▶ Study material:
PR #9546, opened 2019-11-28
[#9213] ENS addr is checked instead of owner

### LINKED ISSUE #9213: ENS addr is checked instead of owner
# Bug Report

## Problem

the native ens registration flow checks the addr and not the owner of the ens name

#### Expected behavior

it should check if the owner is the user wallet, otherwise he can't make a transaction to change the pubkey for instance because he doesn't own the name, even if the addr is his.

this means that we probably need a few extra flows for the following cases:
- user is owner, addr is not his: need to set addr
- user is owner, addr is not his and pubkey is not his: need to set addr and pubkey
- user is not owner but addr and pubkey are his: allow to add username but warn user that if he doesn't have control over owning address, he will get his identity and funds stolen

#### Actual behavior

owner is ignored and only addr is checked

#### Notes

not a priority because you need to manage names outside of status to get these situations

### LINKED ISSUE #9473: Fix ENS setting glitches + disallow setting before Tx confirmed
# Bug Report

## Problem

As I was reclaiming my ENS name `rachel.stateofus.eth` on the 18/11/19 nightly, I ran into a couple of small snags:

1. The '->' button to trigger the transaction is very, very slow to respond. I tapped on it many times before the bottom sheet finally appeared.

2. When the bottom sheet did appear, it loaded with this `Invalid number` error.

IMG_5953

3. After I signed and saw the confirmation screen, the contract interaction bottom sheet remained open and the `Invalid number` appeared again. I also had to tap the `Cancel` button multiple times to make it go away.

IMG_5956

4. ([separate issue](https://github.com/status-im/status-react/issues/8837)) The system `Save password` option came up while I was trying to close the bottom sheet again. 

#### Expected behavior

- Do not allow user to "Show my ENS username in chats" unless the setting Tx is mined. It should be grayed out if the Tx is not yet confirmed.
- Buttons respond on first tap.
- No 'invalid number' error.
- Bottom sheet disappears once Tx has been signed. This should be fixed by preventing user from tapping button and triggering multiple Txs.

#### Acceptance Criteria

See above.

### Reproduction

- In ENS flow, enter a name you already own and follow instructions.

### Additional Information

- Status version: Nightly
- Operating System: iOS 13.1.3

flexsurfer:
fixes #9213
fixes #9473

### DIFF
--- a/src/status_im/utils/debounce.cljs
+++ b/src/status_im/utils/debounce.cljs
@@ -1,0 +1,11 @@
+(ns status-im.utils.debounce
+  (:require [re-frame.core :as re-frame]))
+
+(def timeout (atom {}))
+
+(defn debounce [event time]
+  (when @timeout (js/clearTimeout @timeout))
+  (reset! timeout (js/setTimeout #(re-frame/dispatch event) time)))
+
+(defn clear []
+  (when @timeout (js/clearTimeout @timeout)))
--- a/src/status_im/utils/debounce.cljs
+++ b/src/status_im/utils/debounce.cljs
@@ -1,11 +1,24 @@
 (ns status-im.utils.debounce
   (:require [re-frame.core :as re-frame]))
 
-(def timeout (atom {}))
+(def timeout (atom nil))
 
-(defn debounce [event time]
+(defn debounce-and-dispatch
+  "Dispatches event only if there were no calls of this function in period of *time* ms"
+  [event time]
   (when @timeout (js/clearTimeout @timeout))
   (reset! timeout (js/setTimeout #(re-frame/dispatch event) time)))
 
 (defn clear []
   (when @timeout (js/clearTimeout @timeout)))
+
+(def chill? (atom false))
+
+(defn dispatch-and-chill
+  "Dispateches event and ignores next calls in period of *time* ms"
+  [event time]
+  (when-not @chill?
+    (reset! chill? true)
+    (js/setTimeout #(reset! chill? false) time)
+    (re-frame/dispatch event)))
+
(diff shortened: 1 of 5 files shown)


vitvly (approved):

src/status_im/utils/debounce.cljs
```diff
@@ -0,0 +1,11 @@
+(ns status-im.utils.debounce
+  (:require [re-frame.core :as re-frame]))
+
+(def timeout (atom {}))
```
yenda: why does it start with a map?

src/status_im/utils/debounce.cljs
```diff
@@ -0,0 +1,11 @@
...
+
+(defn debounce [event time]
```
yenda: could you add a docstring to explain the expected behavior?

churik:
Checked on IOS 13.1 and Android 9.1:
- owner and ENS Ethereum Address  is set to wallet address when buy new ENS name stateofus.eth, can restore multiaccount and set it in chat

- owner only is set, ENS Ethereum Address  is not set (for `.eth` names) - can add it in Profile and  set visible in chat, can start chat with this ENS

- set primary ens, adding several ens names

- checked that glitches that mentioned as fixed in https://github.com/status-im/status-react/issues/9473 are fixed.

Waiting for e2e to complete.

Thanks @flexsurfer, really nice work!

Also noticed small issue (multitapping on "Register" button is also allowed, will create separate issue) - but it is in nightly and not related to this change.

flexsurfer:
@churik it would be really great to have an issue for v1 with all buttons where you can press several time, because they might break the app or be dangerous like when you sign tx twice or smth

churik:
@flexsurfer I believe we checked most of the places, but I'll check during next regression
==
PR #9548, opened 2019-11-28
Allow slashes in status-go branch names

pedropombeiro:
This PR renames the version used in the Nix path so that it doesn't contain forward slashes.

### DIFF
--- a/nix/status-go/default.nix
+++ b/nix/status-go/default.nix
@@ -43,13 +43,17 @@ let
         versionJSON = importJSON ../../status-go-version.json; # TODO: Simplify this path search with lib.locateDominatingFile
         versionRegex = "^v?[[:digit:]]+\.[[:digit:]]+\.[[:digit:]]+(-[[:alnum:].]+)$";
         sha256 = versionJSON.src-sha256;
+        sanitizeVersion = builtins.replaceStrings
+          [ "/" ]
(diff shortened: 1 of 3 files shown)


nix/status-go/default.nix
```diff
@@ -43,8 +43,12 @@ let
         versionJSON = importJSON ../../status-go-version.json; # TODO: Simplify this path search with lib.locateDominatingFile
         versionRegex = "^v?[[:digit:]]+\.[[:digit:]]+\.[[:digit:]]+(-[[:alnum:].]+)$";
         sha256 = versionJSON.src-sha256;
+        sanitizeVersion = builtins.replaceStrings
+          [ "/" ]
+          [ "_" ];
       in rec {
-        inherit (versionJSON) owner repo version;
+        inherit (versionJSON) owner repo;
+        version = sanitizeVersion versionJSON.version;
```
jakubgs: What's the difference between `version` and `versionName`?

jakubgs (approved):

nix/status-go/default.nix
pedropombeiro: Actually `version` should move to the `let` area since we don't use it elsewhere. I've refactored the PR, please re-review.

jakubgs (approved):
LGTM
...
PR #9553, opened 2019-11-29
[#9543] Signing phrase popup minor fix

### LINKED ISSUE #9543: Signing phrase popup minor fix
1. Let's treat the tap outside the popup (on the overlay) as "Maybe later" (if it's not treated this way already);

▶ Task details: Retype only the stretch of lines above starting at the one with "- In ENS flow, enter" and stopping at the one with "(reset! chill? true)", exactly as written, with both kept.

▶ Written response:
- In ENS flow, enter a name you already own and follow instructions.

### Additional Information

- Status version: Nightly
- Operating System: iOS 13.1.3

flexsurfer:
fixes #9213
fixes #9473

### DIFF
--- a/src/status_im/utils/debounce.cljs
+++ b/src/status_im/utils/debounce.cljs
@@ -1,0 +1,11 @@
+(ns status-im.utils.debounce
+  (:require [re-frame.core :as re-frame]))
+
+(def timeout (atom {}))
+
+(defn debounce [event time]
+  (when @timeout (js/clearTimeout @timeout))
+  (reset! timeout (js/setTimeout #(re-frame/dispatch event) time)))
+
+(defn clear []
+  (when @timeout (js/clearTimeout @timeout)))
--- a/src/status_im/utils/debounce.cljs
+++ b/src/status_im/utils/debounce.cljs
@@ -1,11 +1,24 @@
 (ns status-im.utils.debounce
   (:require [re-frame.core :as re-frame]))
 
-(def timeout (atom {}))
+(def timeout (atom nil))
 
-(defn debounce [event time]
+(defn debounce-and-dispatch
+  "Dispatches event only if there were no calls of this function in period of *time* ms"
+  [event time]
   (when @timeout (js/clearTimeout @timeout))
   (reset! timeout (js/setTimeout #(re-frame/dispatch event) time)))
 
 (defn clear []
   (when @timeout (js/clearTimeout @timeout)))
+
+(def chill? (atom false))
+
+(defn dispatch-and-chill
+  "Dispateches event and ignores next calls in period of *time* ms"
+  [event time]
+  (when-not @chill?
+    (reset! chill? true)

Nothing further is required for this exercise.